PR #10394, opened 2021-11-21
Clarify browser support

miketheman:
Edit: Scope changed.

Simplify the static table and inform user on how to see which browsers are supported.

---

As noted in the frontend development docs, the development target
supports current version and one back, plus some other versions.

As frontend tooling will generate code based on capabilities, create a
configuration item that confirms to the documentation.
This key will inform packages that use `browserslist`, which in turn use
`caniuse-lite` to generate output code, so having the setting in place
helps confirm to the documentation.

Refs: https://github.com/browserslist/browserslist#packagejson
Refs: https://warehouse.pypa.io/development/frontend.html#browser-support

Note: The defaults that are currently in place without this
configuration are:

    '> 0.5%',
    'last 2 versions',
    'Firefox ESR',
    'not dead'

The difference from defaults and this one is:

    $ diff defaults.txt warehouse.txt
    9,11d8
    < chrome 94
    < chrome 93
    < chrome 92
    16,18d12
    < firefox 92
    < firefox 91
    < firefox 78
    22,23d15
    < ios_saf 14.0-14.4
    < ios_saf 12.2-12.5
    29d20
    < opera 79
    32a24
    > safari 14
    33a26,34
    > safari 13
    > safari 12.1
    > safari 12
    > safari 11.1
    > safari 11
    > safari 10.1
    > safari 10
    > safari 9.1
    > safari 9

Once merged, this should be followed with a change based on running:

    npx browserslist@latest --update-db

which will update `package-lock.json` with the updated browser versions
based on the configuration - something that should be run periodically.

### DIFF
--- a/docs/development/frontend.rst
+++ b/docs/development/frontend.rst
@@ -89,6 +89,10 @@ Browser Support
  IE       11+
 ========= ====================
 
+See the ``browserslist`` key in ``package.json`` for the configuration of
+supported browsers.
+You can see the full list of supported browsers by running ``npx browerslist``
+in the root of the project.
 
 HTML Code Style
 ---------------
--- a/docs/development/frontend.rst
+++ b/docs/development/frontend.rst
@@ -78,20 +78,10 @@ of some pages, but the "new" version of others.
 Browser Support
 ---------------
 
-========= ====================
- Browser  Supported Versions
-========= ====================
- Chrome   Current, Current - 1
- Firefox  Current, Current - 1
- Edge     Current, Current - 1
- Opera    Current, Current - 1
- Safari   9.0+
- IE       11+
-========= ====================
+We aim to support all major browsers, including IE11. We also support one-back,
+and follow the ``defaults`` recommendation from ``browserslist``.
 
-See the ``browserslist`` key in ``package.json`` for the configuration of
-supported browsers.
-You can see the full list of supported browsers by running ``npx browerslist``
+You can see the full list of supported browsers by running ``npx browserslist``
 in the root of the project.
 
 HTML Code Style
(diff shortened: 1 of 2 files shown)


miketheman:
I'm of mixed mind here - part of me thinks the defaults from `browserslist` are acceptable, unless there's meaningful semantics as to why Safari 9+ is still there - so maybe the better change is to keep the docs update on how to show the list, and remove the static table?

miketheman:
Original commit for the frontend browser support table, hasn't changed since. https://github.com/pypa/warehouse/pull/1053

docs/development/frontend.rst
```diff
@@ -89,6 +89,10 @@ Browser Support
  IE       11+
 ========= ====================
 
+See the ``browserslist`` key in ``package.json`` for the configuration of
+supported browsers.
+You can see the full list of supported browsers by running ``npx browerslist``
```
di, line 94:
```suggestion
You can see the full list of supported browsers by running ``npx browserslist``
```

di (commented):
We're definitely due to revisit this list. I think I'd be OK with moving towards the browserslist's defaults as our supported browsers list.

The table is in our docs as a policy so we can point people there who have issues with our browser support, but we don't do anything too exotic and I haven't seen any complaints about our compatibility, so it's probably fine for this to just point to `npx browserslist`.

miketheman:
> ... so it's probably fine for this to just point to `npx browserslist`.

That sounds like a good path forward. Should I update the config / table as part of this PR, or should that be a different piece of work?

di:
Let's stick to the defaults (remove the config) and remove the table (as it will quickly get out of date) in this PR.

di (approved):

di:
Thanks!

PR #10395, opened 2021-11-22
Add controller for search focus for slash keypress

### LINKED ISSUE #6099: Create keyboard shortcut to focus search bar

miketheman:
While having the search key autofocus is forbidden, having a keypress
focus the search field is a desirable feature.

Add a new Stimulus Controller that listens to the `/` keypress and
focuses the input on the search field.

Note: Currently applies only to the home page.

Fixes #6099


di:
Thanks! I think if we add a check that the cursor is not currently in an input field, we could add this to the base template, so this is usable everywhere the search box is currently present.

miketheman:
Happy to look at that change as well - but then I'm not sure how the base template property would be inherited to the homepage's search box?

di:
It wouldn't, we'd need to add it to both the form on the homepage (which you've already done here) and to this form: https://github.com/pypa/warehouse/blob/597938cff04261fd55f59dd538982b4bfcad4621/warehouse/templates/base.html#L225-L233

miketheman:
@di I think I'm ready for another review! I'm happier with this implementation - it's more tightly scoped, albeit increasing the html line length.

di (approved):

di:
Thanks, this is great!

**WHAT THIS TASK INVOLVES**
Read through the data above. Report each line that has the word "inform".

**SOLUTION TO THIS PROBLEM**
Simplify the static table and inform user on how to see which browsers are supported.
This key will inform packages that use `browserslist`, which in turn use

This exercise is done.